■ **Task to complete**:
Across the records that follow, how many lines contain the string "opened"? Answer with the number only.

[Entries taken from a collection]

::::::

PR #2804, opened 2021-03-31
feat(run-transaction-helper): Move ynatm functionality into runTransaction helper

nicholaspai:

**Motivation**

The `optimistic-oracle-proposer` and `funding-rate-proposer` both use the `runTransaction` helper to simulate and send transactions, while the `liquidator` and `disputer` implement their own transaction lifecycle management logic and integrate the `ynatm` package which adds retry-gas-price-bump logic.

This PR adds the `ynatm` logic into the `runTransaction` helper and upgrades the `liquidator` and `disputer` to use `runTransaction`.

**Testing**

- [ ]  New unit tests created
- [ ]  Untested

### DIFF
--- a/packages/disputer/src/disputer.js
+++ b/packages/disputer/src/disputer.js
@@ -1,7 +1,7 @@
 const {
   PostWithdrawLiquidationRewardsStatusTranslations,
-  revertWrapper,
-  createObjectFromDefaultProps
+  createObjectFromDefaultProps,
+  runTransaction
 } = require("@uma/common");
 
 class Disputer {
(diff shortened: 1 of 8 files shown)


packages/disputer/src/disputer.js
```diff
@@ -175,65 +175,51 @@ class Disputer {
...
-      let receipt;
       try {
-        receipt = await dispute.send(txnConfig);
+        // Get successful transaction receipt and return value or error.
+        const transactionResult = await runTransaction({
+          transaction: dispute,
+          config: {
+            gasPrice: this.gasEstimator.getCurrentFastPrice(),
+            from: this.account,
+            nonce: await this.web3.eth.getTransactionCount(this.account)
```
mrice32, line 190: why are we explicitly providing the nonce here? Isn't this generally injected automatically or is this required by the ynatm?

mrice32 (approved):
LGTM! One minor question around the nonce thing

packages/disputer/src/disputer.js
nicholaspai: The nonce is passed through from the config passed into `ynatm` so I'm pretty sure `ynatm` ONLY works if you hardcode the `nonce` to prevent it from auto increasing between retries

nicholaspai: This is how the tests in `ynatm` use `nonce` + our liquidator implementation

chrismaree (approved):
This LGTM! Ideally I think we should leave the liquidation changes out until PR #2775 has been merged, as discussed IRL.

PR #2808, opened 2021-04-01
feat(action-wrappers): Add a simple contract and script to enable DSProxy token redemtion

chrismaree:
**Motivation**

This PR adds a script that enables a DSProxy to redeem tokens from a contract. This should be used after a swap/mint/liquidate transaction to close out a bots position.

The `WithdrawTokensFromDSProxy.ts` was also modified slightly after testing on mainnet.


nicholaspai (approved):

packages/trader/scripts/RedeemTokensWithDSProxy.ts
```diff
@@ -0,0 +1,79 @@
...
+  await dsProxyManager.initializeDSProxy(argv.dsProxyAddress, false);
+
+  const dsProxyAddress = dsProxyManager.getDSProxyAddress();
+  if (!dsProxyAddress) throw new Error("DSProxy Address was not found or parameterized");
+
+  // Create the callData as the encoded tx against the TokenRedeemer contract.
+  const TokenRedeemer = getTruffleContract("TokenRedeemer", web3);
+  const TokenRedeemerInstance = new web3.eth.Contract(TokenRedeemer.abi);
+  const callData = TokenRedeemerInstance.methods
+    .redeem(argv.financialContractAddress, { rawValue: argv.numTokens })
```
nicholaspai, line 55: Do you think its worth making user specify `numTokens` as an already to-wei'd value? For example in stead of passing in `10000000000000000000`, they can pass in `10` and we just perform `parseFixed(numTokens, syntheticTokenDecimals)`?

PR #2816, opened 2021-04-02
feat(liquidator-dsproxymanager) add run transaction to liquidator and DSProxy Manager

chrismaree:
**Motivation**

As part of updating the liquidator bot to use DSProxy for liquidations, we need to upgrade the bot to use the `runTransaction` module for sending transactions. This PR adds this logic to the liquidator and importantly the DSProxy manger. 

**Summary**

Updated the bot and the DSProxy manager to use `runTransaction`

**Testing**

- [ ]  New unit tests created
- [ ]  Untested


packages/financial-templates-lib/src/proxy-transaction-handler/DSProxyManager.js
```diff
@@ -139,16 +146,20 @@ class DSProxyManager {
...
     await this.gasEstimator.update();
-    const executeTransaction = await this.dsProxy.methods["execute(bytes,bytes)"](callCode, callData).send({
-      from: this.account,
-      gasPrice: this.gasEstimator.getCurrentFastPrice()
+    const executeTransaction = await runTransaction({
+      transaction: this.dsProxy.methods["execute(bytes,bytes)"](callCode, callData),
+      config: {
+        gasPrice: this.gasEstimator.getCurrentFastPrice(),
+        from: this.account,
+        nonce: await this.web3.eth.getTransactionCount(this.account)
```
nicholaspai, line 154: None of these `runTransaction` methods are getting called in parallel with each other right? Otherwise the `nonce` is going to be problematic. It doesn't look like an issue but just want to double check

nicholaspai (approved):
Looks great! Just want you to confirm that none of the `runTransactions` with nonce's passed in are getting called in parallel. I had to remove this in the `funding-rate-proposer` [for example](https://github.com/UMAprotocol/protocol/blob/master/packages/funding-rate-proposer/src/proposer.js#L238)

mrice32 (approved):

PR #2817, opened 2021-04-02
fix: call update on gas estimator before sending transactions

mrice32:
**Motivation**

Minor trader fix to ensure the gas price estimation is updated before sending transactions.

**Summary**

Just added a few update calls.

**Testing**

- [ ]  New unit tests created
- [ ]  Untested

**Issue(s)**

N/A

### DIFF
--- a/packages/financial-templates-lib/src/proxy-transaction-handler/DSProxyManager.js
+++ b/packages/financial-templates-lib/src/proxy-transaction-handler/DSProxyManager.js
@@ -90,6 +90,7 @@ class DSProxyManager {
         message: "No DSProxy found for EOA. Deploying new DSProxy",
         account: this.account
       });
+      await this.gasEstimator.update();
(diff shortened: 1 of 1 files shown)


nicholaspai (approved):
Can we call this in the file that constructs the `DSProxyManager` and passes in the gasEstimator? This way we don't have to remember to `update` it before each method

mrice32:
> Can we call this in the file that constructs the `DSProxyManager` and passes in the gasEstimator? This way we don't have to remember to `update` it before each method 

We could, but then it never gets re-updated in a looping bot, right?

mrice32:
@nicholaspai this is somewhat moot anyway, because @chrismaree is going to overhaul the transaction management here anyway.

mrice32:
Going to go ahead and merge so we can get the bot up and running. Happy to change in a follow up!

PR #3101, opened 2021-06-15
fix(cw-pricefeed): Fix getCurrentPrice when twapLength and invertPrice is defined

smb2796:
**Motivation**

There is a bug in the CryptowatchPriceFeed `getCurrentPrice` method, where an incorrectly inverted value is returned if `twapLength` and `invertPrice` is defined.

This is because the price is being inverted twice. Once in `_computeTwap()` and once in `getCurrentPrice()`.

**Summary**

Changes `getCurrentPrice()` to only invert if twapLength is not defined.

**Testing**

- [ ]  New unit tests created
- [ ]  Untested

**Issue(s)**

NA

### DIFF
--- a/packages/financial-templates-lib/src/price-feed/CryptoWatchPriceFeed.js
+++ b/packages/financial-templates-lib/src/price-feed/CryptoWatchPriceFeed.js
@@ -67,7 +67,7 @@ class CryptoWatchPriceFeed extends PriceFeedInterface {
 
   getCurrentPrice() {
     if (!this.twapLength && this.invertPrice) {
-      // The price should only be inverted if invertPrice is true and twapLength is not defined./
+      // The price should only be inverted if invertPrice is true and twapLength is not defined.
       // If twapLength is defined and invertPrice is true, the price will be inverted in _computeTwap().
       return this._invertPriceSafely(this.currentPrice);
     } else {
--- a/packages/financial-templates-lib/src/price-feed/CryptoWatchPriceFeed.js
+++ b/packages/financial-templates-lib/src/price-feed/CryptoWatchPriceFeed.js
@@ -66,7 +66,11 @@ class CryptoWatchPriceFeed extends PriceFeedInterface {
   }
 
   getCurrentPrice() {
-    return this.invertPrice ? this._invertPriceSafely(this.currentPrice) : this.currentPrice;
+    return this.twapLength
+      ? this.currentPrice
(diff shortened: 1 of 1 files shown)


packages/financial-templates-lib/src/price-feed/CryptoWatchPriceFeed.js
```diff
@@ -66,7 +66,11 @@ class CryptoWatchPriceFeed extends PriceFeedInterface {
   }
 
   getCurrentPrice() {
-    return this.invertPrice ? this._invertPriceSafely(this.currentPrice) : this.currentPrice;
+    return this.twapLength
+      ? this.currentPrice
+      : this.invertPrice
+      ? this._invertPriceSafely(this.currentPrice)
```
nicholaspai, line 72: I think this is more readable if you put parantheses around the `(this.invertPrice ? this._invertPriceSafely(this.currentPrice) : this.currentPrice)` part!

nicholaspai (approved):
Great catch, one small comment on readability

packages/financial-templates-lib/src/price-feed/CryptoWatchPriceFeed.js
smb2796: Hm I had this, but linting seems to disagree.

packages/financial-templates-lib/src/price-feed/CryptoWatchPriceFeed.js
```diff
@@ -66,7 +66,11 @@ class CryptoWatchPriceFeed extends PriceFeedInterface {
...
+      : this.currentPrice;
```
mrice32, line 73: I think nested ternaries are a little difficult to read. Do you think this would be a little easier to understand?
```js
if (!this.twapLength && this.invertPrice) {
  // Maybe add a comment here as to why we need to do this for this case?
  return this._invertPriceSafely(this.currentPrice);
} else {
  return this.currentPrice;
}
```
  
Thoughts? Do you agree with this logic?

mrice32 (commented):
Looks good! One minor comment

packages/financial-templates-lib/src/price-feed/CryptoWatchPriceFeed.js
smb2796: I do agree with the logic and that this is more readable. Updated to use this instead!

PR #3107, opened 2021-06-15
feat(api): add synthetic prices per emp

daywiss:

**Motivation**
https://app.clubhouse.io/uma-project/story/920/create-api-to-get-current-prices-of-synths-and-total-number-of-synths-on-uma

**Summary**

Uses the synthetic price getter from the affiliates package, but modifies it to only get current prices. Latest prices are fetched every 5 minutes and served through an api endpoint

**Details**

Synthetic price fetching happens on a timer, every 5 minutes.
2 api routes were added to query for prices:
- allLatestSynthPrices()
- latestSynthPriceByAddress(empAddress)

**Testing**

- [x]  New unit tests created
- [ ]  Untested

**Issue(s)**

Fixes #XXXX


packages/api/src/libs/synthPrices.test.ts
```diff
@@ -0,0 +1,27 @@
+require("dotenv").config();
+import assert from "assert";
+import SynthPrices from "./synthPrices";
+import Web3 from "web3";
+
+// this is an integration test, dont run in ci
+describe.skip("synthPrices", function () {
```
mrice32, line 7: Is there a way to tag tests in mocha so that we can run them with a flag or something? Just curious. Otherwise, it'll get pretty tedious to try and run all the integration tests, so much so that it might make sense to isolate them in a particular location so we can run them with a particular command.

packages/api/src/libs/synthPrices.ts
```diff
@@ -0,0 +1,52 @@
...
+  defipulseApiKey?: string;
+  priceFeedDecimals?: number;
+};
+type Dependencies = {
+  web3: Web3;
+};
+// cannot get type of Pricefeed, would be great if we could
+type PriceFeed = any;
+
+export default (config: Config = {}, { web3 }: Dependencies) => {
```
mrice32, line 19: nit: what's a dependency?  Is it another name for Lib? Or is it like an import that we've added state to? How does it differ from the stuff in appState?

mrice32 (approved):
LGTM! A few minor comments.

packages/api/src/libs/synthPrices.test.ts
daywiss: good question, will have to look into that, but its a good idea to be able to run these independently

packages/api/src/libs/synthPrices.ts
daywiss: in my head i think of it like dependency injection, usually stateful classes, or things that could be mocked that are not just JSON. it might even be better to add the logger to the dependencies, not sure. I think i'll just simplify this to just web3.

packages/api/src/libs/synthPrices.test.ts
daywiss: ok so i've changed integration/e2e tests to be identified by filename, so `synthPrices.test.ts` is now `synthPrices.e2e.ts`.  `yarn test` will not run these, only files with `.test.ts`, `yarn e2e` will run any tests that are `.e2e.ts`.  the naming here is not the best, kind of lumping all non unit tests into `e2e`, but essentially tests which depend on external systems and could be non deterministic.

::::::

■ **Answer for this exercise**:
6